Aim of the task =
Retype the records exactly, including every line.

Input =
----------------

PR #1011, opened 2022-01-12
Fix AoC name lookup for anon users

ChrisLovering:
## Description

When a user doesn't set a name, the AoC API doesn't return a name key at all, so we need to make use of the ID field instead, to build the name based on a similar tempalte that AoC uses for it's leaderboard.
## Did you:

### DIFF
--- a/bot/exts/events/advent_of_code/_cog.py
+++ b/bot/exts/events/advent_of_code/_cog.py
@@ -96,7 +96,9 @@ class AdventOfCode(commands.Cog):
                 # Only give the role to people who have completed all 50 stars
                 continue
 
-            member_id = aoc_name_to_member_id.get(member_aoc_info["name"], None)
+            aoc_name = member_aoc_info["name"] or f"Anonymous #{member_aoc_info['id']}"
+
+            member_id = aoc_name_to_member_id.get(aoc_name)
             if not member_id:
                 log.debug(f"Could not find member_id for {member_aoc_info['name']}, not giving role.")
                 continue


bot/exts/events/advent_of_code/_cog.py
```diff
@@ -96,7 +96,9 @@ async def completionist_task(self) -> None:
                 # Only give the role to people who have completed all 50 stars
                 continue
 
-            member_id = aoc_name_to_member_id.get(member_aoc_info["name"], None)
+            aoc_name = member_aoc_info["name"] if member_aoc_info["name"] else f"Anonymous #{member_aoc_info['id']}"
```
ToxicKidz, line 99: This is more of a nitpick, but this can be simplified.
```suggestion
            aoc_name = member_aoc_info["name"] or f"Anonymous #{member_aoc_info['id']}"
```

ToxicKidz (approved):
LGTM, just one small suggestion.

brad90four (approved):
LGTM

bot/exts/events/advent_of_code/_cog.py
```diff
@@ -96,7 +96,9 @@ async def completionist_task(self) -> None:
                 # Only give the role to people who have completed all 50 stars
                 continue
 
-            member_id = aoc_name_to_member_id.get(member_aoc_info["name"], None)
+            aoc_name = member_aoc_info["name"] or f"Anonymous #{member_aoc_info['id']}"
```
Bluenix2, line 99:
```suggestion
            aoc_name = member_aoc_info.get("name") or f"Anonymous #{member_aoc_info['id']}"
```

Why isn't the name missing from `member_aoc_info` or was that an incorrect assumption?

ChrisLovering: I should have been more specific, the key is present, but is empty.

D0rs4n (approved):
Looks good! Seems to be working locally just fine.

----------------

Answer for this exercise =
PR #1011, opened 2022-01-12
Fix AoC name lookup for anon users

ChrisLovering:
## Description

When a user doesn't set a name, the AoC API doesn't return a name key at all, so we need to make use of the ID field instead, to build the name based on a similar tempalte that AoC uses for it's leaderboard.
## Did you:

### DIFF
--- a/bot/exts/events/advent_of_code/_cog.py
+++ b/bot/exts/events/advent_of_code/_cog.py
@@ -96,7 +96,9 @@ class AdventOfCode(commands.Cog):
                 # Only give the role to people who have completed all 50 stars
                 continue
 
-            member_id = aoc_name_to_member_id.get(member_aoc_info["name"], None)
+            aoc_name = member_aoc_info["name"] or f"Anonymous #{member_aoc_info['id']}"
+
+            member_id = aoc_name_to_member_id.get(aoc_name)
             if not member_id:
                 log.debug(f"Could not find member_id for {member_aoc_info['name']}, not giving role.")
                 continue


bot/exts/events/advent_of_code/_cog.py
```diff
@@ -96,7 +96,9 @@ async def completionist_task(self) -> None:
                 # Only give the role to people who have completed all 50 stars
                 continue
 
-            member_id = aoc_name_to_member_id.get(member_aoc_info["name"], None)
+            aoc_name = member_aoc_info["name"] if member_aoc_info["name"] else f"Anonymous #{member_aoc_info['id']}"
```
ToxicKidz, line 99: This is more of a nitpick, but this can be simplified.
```suggestion
            aoc_name = member_aoc_info["name"] or f"Anonymous #{member_aoc_info['id']}"
```

ToxicKidz (approved):
LGTM, just one small suggestion.

brad90four (approved):
LGTM

bot/exts/events/advent_of_code/_cog.py
```diff
@@ -96,7 +96,9 @@ async def completionist_task(self) -> None:
                 # Only give the role to people who have completed all 50 stars
                 continue
 
-            member_id = aoc_name_to_member_id.get(member_aoc_info["name"], None)
+            aoc_name = member_aoc_info["name"] or f"Anonymous #{member_aoc_info['id']}"
```
Bluenix2, line 99:
```suggestion
            aoc_name = member_aoc_info.get("name") or f"Anonymous #{member_aoc_info['id']}"
```

Why isn't the name missing from `member_aoc_info` or was that an incorrect assumption?

ChrisLovering: I should have been more specific, the key is present, but is empty.

D0rs4n (approved):
Looks good! Seems to be working locally just fine.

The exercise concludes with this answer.